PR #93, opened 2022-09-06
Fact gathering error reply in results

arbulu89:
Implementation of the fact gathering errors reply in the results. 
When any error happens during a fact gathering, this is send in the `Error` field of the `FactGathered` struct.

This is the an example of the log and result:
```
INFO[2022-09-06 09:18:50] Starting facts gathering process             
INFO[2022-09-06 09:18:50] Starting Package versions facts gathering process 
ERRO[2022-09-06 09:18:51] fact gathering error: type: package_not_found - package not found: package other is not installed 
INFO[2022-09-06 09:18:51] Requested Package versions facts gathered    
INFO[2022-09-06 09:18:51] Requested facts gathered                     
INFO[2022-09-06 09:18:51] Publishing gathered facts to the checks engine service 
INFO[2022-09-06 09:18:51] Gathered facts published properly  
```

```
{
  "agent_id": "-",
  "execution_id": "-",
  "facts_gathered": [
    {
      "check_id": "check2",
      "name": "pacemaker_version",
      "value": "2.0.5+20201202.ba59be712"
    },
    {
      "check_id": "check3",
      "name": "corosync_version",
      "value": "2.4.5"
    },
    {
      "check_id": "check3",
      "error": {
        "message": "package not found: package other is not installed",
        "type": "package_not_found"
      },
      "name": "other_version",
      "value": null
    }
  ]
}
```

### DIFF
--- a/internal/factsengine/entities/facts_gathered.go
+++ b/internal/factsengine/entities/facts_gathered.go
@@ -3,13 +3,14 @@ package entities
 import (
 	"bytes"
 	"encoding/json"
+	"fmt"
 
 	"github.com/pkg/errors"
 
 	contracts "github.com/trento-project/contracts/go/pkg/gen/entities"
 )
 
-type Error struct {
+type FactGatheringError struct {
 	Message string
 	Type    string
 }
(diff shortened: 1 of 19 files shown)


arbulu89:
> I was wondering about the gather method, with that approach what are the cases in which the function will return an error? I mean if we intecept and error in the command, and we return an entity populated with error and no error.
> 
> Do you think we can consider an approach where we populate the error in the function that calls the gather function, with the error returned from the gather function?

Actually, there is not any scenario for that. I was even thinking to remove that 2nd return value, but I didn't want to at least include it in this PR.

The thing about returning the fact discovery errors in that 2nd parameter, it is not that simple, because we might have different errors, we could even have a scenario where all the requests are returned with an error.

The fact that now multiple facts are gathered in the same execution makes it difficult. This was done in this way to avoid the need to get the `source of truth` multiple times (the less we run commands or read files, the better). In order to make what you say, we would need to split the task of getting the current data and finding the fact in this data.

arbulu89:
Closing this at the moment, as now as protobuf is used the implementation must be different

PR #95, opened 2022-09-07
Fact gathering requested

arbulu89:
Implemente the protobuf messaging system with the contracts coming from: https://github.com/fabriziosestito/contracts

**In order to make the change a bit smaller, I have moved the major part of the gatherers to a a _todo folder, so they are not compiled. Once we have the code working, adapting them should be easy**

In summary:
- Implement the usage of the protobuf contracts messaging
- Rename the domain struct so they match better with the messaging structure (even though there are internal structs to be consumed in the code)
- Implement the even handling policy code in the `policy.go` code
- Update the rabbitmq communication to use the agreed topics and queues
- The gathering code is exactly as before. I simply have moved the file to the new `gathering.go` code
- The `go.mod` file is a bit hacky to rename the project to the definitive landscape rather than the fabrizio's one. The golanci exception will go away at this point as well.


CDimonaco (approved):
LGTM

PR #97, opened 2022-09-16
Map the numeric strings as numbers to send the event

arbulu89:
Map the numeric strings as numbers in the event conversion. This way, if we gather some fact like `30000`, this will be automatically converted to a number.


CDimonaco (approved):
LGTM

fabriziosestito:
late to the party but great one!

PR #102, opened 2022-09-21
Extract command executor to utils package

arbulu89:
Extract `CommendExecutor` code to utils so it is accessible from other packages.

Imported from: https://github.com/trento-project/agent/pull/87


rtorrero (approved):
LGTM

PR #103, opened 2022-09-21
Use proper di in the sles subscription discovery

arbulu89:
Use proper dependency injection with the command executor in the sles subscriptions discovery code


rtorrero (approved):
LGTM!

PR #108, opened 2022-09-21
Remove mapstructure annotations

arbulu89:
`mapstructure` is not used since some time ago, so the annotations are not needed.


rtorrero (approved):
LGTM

==

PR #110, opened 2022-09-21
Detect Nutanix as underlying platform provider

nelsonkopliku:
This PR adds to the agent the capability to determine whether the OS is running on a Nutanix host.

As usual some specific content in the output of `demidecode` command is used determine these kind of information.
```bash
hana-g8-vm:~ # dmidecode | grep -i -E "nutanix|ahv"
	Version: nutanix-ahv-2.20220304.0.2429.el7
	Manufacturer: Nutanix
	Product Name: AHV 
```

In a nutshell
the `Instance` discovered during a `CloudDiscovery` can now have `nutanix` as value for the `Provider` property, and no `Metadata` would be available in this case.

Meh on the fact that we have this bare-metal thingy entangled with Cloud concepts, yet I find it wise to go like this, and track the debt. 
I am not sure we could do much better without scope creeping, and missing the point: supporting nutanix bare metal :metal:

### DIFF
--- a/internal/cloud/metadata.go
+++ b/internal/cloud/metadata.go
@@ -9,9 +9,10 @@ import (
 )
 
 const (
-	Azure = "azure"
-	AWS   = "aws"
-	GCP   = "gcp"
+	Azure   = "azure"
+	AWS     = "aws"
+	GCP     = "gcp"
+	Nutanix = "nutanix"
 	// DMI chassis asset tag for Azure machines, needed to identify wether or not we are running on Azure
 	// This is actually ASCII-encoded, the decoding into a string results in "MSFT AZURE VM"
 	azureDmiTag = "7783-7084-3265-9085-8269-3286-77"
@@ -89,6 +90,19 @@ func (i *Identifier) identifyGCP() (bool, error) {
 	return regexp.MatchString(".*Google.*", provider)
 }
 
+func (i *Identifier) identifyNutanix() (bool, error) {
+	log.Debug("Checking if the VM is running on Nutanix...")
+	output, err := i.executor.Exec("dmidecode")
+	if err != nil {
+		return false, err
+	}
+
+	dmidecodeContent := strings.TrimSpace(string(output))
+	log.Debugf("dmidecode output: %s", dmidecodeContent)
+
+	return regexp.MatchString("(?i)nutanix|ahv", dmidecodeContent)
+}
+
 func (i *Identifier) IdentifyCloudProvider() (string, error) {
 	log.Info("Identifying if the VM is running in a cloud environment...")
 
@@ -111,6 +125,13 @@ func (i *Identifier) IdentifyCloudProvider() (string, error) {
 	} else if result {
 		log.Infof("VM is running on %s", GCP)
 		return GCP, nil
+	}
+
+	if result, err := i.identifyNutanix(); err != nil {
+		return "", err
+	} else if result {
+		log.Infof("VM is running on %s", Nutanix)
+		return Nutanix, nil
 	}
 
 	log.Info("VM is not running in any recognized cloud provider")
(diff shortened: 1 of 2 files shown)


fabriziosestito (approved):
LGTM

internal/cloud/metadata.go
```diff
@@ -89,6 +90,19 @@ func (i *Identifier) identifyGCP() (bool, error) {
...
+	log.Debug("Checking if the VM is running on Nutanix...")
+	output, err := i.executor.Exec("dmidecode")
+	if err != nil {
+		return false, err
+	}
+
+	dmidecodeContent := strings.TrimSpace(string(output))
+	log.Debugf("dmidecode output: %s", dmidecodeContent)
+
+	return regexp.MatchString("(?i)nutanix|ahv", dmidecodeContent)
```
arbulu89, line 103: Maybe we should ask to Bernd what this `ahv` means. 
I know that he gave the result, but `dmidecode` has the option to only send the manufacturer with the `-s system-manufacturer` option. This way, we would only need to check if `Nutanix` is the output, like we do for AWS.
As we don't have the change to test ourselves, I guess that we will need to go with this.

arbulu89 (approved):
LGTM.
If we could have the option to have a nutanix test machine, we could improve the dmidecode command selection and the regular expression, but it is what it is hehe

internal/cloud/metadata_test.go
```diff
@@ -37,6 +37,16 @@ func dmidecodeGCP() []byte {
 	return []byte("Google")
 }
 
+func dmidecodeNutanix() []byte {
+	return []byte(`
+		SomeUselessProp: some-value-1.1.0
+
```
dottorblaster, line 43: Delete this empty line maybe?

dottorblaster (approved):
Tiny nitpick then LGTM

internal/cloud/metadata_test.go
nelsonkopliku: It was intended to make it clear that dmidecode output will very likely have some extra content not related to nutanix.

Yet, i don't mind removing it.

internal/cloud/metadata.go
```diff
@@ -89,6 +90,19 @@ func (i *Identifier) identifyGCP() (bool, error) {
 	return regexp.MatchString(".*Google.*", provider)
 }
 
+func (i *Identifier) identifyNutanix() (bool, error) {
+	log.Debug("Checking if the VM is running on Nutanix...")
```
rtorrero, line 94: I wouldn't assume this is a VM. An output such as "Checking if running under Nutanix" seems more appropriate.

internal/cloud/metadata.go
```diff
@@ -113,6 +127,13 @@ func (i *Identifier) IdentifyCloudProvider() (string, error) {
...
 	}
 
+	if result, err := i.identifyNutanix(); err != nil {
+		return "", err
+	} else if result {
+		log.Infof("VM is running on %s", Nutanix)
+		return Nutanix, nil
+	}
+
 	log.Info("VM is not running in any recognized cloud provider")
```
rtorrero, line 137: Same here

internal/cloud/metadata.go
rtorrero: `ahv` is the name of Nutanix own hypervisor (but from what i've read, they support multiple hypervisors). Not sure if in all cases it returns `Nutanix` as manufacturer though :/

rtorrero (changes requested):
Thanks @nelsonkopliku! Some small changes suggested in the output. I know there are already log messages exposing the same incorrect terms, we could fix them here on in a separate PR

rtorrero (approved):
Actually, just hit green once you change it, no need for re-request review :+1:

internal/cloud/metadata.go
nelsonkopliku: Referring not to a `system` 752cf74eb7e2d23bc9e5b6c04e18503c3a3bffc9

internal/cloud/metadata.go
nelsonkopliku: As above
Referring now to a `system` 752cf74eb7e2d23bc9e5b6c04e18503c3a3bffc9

- [Exercise instructions] Filter the records above and return every line that holds the word "order".

- [Answer section]
The fact that now multiple facts are gathered in the same execution makes it difficult. This was done in this way to avoid the need to get the `source of truth` multiple times (the less we run commands or read files, the better). In order to make what you say, we would need to split the task of getting the current data and finding the fact in this data.
**In order to make the change a bit smaller, I have moved the major part of the gatherers to a a _todo folder, so they are not compiled. Once we have the code working, adapting them should be easy**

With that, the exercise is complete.